2. Incentive compatible. Let’s say I’m a coach, and I start evaluating players using a new metric. Eventually, the players find out what the metric is and how it works. To make themselves look good, they change their playing styles to maximize their scores on the new metric. This is great, as long as their behavior will help the team to win more games. But what if it won’t? A metric that gauges, say, the distance the ball travels towards the opposing goal after being touched by a given player is clearly susceptible to gaming; players could just hoof the ball up the field whenever they received it. By contrast, a metric that is compatible with players’ incentives will encourage them to change in a way that is better for the team.
3. Aggregable. Useful metrics are meaningful for individual players, but the most useful metrics are also meaningful when they are aggregated for entire teams. The most basic aggregable metric would satisfy at least the following relationship: if Team A’s players have a higher score on the metric than Team B’s players at every position, we should expect Team A to beat Team B. As such, an aggregable metric has some capacity for prediction.
4. Fungible. Here we take aggregation a step further. With a fungible metric, if the sum of the scores for Team A’s players is greater than the sum for Team B, then we should expect Team A to win regardless of the distribution of scores among individual players. In other words, if I replace two players on Team A who score 0.6 and 0.4 on a fungible metric with two players who score 0.8 and 0.2, the team’s overall performance should be unchanged*. Because of the interdependence of players in a game, we may never find a completely fungible metric.
5. Non-context-dependent. A question that often faces club directors is how a player from another team would perform if he joined the squad. There is no easy answer, since his performance at the other team depended not just on himself but on his teammates as well. For example, an amazing midfielder who plays behind a terrible shooter won’t get a lot of assists despite his innate quality. By the same token, a mediocre striker who sits in front of a stunning playmaker will bag a ton of goals. Only a metric that can be adjusted for the quality of their teams would be able to discover their true ability.
6. Isomorphic. This is a fancy way of saying that the metric offers a one-to-one relationship between its scores and levels of player quality. For instance, take two players who touch the ball rarely. One is terrible, and his teammates don’t pass to him whenever they can avoid it. The other is fantastic, and the opposition always tries to stop him from receiving the ball.

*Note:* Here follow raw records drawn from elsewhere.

PR #1802, opened 2026-07-12
fix(sim): never destroy loot-roll winnings when the winner is offline

jgyy:
## Summary

Player reports (screenshots below): during heroic dungeon runs, need/greed rolls on epic
drops "bug the interface" and the item is permanently lost, forcing a relog that doesn't
bring it back. The report is consistent across multiple heroic runs on different characters.

Root cause: a need/greed roll waits up to 60s before it auto-resolves
(`LOOT_ROLL_TIMEOUT`), and a curated master-loot assignment waits up to 5 minutes
(`MASTER_LOOT_TIMEOUT`). Both `resolveLootRoll` and `assignMasterLoot`'s single-target
branch granted the item with an unconditional `ctx.addItem(itemId, 1, winnerPid)`. If
the winning candidate (or the sole master-loot target) disconnected any time before
resolution, `addItem`'s `resolve()` silently no-ops for a pid with no live player/entity
record, and the item vanishes: it is never left on the corpse, never mailed, never given
to anyone else. This directly violates the invariant documented at the top of
`awardSharedLootItem` ("items are never destroyed") — the winner-grant path was the one
place that promise didn't hold.

In a busy heroic group it's common for someone to lag out or log off mid-run, so a roll
whose winner happens to be that player quietly destroys the drop for the whole group with
no error, no toast, and no way to recover it short of a GM ticket.

```mermaid
sequenceDiagram
    participant A as Player A (wins roll)
    participant B as Player B
    participant S as Sim (server)
    A->>S: submitLootRoll(need)
    Note over A,S: Player A disconnects (logout / linkdead)
    S->>S: removePlayer(A) — deletes A's player + entity records
    B->>S: submitLootRoll(pass) (last vote)
    S->>S: resolveLootRoll(): highest roll = A
    rect rgb(255, 220, 220)
    S->>S: addItem(itemId, 1, A) -> resolve(A) fails -> silent no-op
    Note over S: item destroyed, never on corpse, never in any bag
    end
```

```mermaid
sequenceDiagram
    participant A as Player A (wins roll)
    participant B as Player B
    participant S as Sim (server, fixed)
    A->>S: submitLootRoll(need)
    Note over A,S: Player A disconnects (logout / linkdead)
    S->>S: removePlayer(A) — deletes A's player + entity records
    B->>S: submitLootRoll(pass) (last vote)
    S->>S: resolveLootRoll(): highest roll = A
    S->>S: isPidResolvable(A)? false
    rect rgb(220, 255, 220)
    S->>S: returnLootRollItemToCorpse() + "A was offline" loot line
    Note over S: item survives on the corpse for the group to loot again
    end
```

## Related issues

Reported via Discord (screenshots attached by the player: 27/26 bag overflow after a
force-added roll grant, the roll bugging out mid-heroic, and losing gear after a relog).

## Type of change

- [x] Bug fix

## How was this tested?

- Commands:
  - `npx vitest run tests/loot_roll.test.ts` (new regression test:
    "never destroys the item when the winner disconnects before the roll resolves")
  - `npx vitest run tests/architecture.test.ts tests/localization_fixes.test.ts`
  - `npx vitest run tests/parity tests/loot_messaging_sim.test.ts tests/loot_master_sim.test.ts
    tests/loot_roll_reconcile.test.ts tests/loot_roll_status_view.test.ts tests/fixes.test.ts
    tests/world_api_parity.test.ts`
  - `npx tsc --noEmit`
  - `npm run i18n:gen`
- Manual steps: N/A (server/sim logic only, no UI surface change).

## Screenshots / recordings

N/A — this is a sim/server logic fix with no rendered UI change.

---

### Quality

- [x] Added a decisive regression test reproducing the exact race (winner votes, then
      disconnects, then the group's last vote resolves the roll) and asserting the item
      survives on the corpse rather than vanishing.

### Cross-platform

- [x] N/A. No UI surface touched.

### Localization (i18n)

- [x] Added one new player-visible sim string (`loot.rollWinnerOffline`, the "X was
      offline; item returned to the corpse" loot line) as an English-only key in
      `src/ui/sim_i18n.ts`'s `baseEnTable` (falls back to English for every locale via the
      existing `tSim` fallback chain), plus the matching `RULES` regex so
      `tests/localization_fixes.test.ts` (the S3 drift guard) recognizes the new emit site.
- [x] Player-facing text emitted from `src/sim/` is re-localized at the client boundary in
      this same change; `npx vitest run tests/localization_fixes.test.ts` passes.

### Hygiene

- [x] No secrets/credentials touched.
- [x] No generated files hand-edited (`src/ui/i18n.status.summary.json` was regenerated via
      `npm run i18n:gen`, not hand-edited).


FernandoX7 (commented):
Solid fix, and the diagnosis is right. Both `resolveLootRoll` and the master-loot single-target branch handed the drop to `ctx.addItem(itemId, 1, winnerPid)`, and `addItem` -> `resolve()` silently no-ops for a pid no longer in `players`/`entities` (sim.ts:5173, sim.ts:2548), so a winner who logged out during the roll window destroyed the drop for the whole group. I traced the race end to end: `removePlayer` deletes both records (sim.ts:2090-2091) without touching the pending roll, so at resolution the winner is unresolvable and the old code lost the item outright.

What I like:

- The guard sits after the tiebreak `rng.int` draw, so the rng stream and the parity goldens stay byte-identical whether or not the winner turns out to be offline. Reusing `returnLootRollItemToCorpse` (need/greed) and `convertMasterRollToNeedGreed` (master loot) means both fallbacks are already-proven non-destructive paths, not new behavior.
- Both resolution triggers are covered: the last-vote path (`submitLootRoll`) and the timeout path (`updateLootRolls` -> `resolveLootRoll`, sim.ts:3317).
- The regression test is decisive. I stripped the guard and it fails with the item gone from the corpse (`returned` undefined), then passes with it restored. `tests/loot_roll.test.ts`, `tests/parity`, `tests/localization_fixes.test.ts`, and `tests/architecture.test.ts` are all green, and `npm run i18n:gen` leaves the tree clean, so the committed summary is fresh.

Findings:

- should-fix, `src/ui/i18n.status.summary.json`: the PR is CONFLICTING against the base here. This is the standard stale-base regen conflict, not a design issue: merge `release/v0.25.0` and re-run `npm run i18n:gen`. The `sim_i18n` key does not feed `i18n.resolved.generated` or `i18n.resolved.sha256` (i18n:build reads only the catalog + locale overlays), so nothing else needs regenerating.
- nit, `src/sim/loot/loot_roll.ts:661`: the `isPidResolvable` comment says `resolve()` "also requires the caller to be alive." It does not: the private `resolve()` (sim.ts:2548) only checks that the meta and entity records exist, so this helper is exactly `!!ctx.resolve(pid)`. Keeping the helper is fine (it skips the result-object alloc), but the stated reason for not reusing `ctx.resolve` is inaccurate.
- nit, `src/sim/loot/loot_roll.ts:647`: the departed winner renders as "Unknown" in the new "was offline" line (and the existing "wins" line above it), because `removePlayer` already deleted them from `players` before resolution, so `ctx.players.get(winner.pid)` is undefined. Cosmetic; if you want the real name in that line, snapshot it when the roll opens.

Approvable once the i18n conflict is resolved. The two nits are optional.

jgyy:

- The i18n conflict was a stale-base issue as you diagnosed; the branch already had `release/v0.25.0` merged in and `i18n:gen` re-run (see the merge + regen commits ahead of your review). PR now shows `MERGEABLE`.
- Fixed both nits in 73d1566d8:
  - `isPidResolvable`'s comment no longer claims `ctx.resolve` additionally requires the caller to be alive. It's exactly `ctx.resolve`'s existence guard; the helper only exists to skip the result-object allocation.
  - The departed winner no longer renders as "Unknown": `PendingLootRoll` now snapshots each candidate's name (`candidateNames`) when the roll opens, and both the per-roll "Need/Greed Roll by X" lines and the winner/offline lines fall back to that snapshot instead of the live (by-then-deleted) `ctx.players` lookup.

Reran `tests/loot_roll.test.ts`, `tests/loot_messaging_sim.test.ts`, `tests/loot_master_sim.test.ts`, `tests/loot_roll_reconcile.test.ts`, `tests/loot_roll_status_view.test.ts`, `tests/world_api_parity.test.ts`, `tests/architecture.test.ts`, `tests/localization_fixes.test.ts`, `tests/parity`, plus `tsc --noEmit`: all green. (`tests/fixes.test.ts`'s Varkas Boneguard despawn test times out on this branch, but it reproduces identically on the unmodified tree before my change, so it's a pre-existing machine-speed flake, not a regression from this fix.)

FernandoX7 (approved):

The most useful metrics will be able to distinguish between these two players. Moreover, they will also have a score for a player who never touches the ball at all. It’s important to note that this trait does not require players of the same quality to be identical; they can supply the same level of quality in different ways.
7. Parsimonious. Simplicity saves time in both the calculation and interpretation of metrics. From a practical perspective, the most useful metrics are based on the smallest amount of data capable of carrying the information required. The collection of data in soccer is increasing by leaps and bounds, but that doesn’t mean we have to use all of it all the time.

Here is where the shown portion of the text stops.